The Tack-Tiles® Braille Teaser is a new twist on an old theme. It is a puzzle in the same tradition as a Rubik's cube. The Teaser is a bit larger than a four inch square, three eighths of an inch thick. Bumps on its surface rise up another one eighth of an inch. I'll get to those later.

The four by four inch puzzle contains sixteen one inch by one inch positions. Fifteen are occupied by a one inch by one inch square. Any square next to the empty space can be easily slid into that space. In the old style, these puzzles were smaller, some were three by three inches, with fifteen squares in sixteen spaces. Some were two by two, and were reduced to eight squares in a three by three space grid. The squares had the visual numbers, one through nine or as many as fifteen. The object was to slide the squares by each other so as to arrange them in the correct order. Later ones had picture parts instead of numbers.
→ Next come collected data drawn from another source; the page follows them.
PR #7176, opened 2020-05-07
warnings: speed up work done in catch_warnings_for_item()

bluetech:
When setting up the warnings capture, filter strings (with the general form `action:message:category:module:line`) are collected from the cmdline, ini and item and applied. This happens for every test and other cases.

To apply a string it needs to be parsed into a tuple, and it turns out this is slow. Since we already vendor the parsing code from Python's warnings.py, we can speed it up by caching the result. After splitting the parsing part from the applying part, the parsing is pure and is straightforward to cache.

An alternative is to parse ahead of time and reuse the result, however the caching solution turns out cleaner and more general in this case.

On this benchmark:

```py
import pytest
def test_foo(x): pass
```

Before:

```
============================ 5000 passed in 14.11s =============================
         14365646 function calls (13450775 primitive calls) in 14.536 seconds
```

After:

```
============================ 5000 passed in 13.61s =============================
         13290372 function calls (12375498 primitive calls) in 14.034 seconds
```

### DIFF
--- a/src/_pytest/warnings.py
+++ b/src/_pytest/warnings.py
@@ -1,34 +1,52 @@
+import re
 import sys
 import warnings
 from contextlib import contextmanager
+from functools import lru_cache
 from typing import Generator
+from typing import Tuple
 
 import pytest
+from _pytest.compat import TYPE_CHECKING
 from _pytest.main import Session
 
+if TYPE_CHECKING:
+    from typing_extensions import Type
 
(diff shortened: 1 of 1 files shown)


bluetech:
> lovely, at first glance the osx failure seems unrelated

Thanks!

Yeah, the failure happens also without this PR, I am debugging it.

PR #7179, opened 2020-05-07
Fix tests for python3.9

asottile:
Resolves #7161

- the text of `SyntaxError`s changed as part of the PEG parser rewrite ([bpo-40334](https://bugs.python.org/issue40334))
- `inspect.getsource` improved in python3.9 (utilizing the `ast` and `__qualname__`) ([bpo-35113](https://bugs.python.org/issue35113))

PR #7181, opened 2020-05-07
[4.6] Fix test_getfslineno for Python 3.9

hroncok:
`inspect.getsource` improved in Python 3.9 (utilizing the `ast` and `__qualname__`)
See https://bugs.python.org/issue35113

Resolves https://github.com/pytest-dev/pytest/issues/7161

### DIFF
--- a/testing/code/test_source.py
+++ b/testing/code/test_source.py
@@ -501,7 +501,7 @@ def test_getfslineno():
     class B(object):
         pass
 
-    B.__name__ = "B2"
+    B.__name__ = B.__qualname__ = "B2"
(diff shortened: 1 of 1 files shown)


nicoddemus:
Thanks a lot for the backport @hroncok!

We however have a documented procedure for the backport, see https://docs.pytest.org/en/latest/py27-py34-deprecation.html in the section "Backporting changes into 4.6". Could you attempt that procedure after #7179 gets merged? Thanks!

hroncok:
Sure.

hroncok:
See https://github.com/pytest-dev/pytest/pull/7190

PR #7184, opened 2020-05-07
testing: clean up parametrization in test_mark.py

bluetech:
Mostly trying to debug an odd CI failure in `test_keyword_option_custom` with `1 or 2` expression.


bluetech:
I am flabbergasted as to why it failed. But after adding the "Does the reverse also fail?" commit, the failure wasn't reproduced for 4 times. Could be luck, but hopefully not.

bluetech:
Of course it failed the fifth time... (after merge, in master). Guess I still need to figure it out.

PR #7188, opened 2020-05-07
[5.4] Merge pull request #7179 from asottile/py39

asottile:


asottile:
this one required a manual resolution where I dropped the `pypy` line in `tox.ini` since 5.4.x does not support python 2

PR #7197, opened 2020-05-08
[Port from 5.4.x] Revert "[parametrize] enforce explicit argnames declaration (#6330)"

nicoddemus:
Port from 5.4.x.

This was done by mistake directly into `5.4.x`, instead of the correct procedure which is to fix on `master` and *then* backporting it into `5.4.x`.


nicoddemus:
No longer needed, this change already landed on `master`.

PR #7204, opened 2020-05-08
Issue 6866 - reason is optional in skipif marker

### LINKED ISSUE #6866: Not enforcing reason= with skipif/xfail markers
Currently, when e.g. `@pytest.mark.skipif(sys.platform != 'win32')` is used rather than `@pytest.mark.skipif("sys.platform != 'win32'")` (condition as a string), pytest enforces that a `reason="..."` is given.

As far as I can see, the only place that reason is used is with `-rs` /`-rx` which isn't used by default anyways. In other places where pytest can show additional information (like docstrings in `--fixtures` or descriptions in `--markers`), we show some default value instead of enforcing the user to specify something.

I was wondering: Should pytest do the same for `reason=` as well? Why not make it optional, and just report the location (without any description) in the skipped test summary for those cases?

CarycaKatarzyna:
It is implementation of proposition from #6866. The default reason is the same like in ``@pytest.mark.skipif`` with no argument.

Fixes #6866.

### DIFF
--- a/changelog/6866.breaking.rst
+++ b/changelog/6866.breaking.rst
@@ -1,0 +1,1 @@
+Reason is now an optional argument in ``@pytest.mark.skipif``.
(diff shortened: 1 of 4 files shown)


CarycaKatarzyna:
Could someone look at this implementation? Please let me know if something is missing or wrong.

Squares on the Tack-Tiles® Braille Teaser are all identical. They have two rows of three bumps ready to accept whatever TACK-TILE® is placed thereon. TACK-TILES® representing Braille symbols "a" through "o" are included. Place these on your Teaser in random order and try to get them in sequence (by sliding -- no cheating). In one sinister arrangement I liked, I wrote the word "affix" across the top row, adding the word "toward" down from the dropped f. ( for newcomers to Braille, in grade two Braille, dots 2,3,5 in mid-word are read as "ff." If it starts the word it is read as "to.") I put blank TACK-TILES® on the other eight positions. I then scrambled it up, told my victim to find the two words -- not revealing what the words were -- and left him to suffer. That's fair! I left more than half of the puzzle's spaces out of the solution. Tack-Tiles® and Braille give this old standard complexity and dimension unimagined in its time.

Tack-Tiles® Braille Teaser is small, portable, affordable, and a lot of fun.